## The problem
For each line below that includes the string "second", show the whole line.

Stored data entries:

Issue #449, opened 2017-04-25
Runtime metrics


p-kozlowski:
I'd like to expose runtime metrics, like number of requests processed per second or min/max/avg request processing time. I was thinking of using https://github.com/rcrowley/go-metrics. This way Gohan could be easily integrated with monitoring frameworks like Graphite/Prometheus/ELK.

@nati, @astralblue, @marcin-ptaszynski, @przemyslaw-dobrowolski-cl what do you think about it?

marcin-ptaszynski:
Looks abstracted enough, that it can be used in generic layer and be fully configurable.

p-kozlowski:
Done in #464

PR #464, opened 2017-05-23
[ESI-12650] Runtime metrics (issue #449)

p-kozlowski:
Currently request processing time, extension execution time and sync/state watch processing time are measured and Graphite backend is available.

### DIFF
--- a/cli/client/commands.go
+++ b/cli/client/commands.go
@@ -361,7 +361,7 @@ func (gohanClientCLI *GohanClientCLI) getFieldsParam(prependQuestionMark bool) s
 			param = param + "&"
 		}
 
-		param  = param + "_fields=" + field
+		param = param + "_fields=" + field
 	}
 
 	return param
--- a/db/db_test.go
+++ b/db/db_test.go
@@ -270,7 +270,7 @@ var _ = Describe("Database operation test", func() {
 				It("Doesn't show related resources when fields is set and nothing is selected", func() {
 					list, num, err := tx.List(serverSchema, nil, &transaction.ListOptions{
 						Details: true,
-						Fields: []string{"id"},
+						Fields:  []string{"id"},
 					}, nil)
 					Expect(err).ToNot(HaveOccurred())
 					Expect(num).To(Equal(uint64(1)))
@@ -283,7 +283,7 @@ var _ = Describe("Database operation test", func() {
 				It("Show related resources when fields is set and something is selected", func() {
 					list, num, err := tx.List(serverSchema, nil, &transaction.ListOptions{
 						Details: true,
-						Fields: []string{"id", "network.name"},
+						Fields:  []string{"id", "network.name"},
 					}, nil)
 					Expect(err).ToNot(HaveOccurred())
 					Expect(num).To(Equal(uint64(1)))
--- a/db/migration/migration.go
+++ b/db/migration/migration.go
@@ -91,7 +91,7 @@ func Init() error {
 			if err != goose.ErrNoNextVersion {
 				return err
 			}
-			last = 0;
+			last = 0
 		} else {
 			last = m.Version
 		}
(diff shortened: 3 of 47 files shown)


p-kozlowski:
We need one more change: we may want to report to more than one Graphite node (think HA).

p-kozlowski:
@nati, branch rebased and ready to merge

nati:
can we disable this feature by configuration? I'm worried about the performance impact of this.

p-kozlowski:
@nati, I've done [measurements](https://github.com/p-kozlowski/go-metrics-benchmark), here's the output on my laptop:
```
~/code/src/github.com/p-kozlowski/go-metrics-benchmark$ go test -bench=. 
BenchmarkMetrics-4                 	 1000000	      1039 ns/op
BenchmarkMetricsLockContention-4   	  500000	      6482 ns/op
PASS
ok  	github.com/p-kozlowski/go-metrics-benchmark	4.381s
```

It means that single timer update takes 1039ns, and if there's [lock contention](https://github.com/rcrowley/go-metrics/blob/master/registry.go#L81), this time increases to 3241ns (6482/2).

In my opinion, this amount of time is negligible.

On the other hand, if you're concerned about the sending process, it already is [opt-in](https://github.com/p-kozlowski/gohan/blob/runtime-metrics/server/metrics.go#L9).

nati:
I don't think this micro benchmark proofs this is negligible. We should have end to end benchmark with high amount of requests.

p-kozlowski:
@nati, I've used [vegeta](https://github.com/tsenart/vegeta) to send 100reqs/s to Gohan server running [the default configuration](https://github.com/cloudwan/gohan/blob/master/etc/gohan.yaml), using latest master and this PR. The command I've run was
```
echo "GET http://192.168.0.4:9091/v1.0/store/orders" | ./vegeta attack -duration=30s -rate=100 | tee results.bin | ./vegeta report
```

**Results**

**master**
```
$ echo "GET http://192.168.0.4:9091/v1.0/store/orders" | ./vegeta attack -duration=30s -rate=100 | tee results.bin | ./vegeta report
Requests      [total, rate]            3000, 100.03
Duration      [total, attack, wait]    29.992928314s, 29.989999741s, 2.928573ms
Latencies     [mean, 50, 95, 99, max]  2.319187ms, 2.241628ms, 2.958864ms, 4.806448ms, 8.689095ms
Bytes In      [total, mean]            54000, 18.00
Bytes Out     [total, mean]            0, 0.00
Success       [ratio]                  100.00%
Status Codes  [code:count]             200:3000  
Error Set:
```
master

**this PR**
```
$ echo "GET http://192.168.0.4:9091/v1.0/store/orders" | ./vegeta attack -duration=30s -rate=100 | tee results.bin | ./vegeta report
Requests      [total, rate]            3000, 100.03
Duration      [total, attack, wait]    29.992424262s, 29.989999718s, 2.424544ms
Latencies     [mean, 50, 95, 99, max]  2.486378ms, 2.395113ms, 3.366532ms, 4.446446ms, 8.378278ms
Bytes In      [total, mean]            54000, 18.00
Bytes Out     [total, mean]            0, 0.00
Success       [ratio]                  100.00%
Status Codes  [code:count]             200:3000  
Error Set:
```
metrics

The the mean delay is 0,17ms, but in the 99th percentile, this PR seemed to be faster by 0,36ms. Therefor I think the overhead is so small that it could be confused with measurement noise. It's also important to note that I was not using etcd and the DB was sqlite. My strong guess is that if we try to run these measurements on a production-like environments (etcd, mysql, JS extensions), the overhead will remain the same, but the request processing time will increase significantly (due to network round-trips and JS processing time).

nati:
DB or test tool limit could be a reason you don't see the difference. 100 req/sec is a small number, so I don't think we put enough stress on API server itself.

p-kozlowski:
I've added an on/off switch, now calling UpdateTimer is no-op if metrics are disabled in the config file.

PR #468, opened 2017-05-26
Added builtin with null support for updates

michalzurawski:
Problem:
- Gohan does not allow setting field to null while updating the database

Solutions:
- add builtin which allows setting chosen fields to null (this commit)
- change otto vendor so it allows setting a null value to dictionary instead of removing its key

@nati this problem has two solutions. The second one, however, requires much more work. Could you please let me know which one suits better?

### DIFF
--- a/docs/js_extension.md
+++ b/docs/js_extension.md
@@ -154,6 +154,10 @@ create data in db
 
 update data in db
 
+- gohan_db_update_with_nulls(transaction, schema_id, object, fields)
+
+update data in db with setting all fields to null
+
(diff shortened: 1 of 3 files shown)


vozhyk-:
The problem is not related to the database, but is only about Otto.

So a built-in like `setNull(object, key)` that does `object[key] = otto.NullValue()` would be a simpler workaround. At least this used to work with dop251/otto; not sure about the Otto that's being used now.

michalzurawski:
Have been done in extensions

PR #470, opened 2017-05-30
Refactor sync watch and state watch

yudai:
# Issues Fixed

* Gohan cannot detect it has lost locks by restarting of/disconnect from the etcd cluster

## Solution
I'd like to expose runtime metrics, like number of requests processed per second or min/max/avg request processing time. I was thinking of using https://github.com/rcrowley/go-metrics. This way Gohan could be easily integrated with monitoring frameworks like Graphite/Prometheus/ELK.
@nati this problem has two solutions. The second one, however, requires much more work. Could you please let me know which one suits better?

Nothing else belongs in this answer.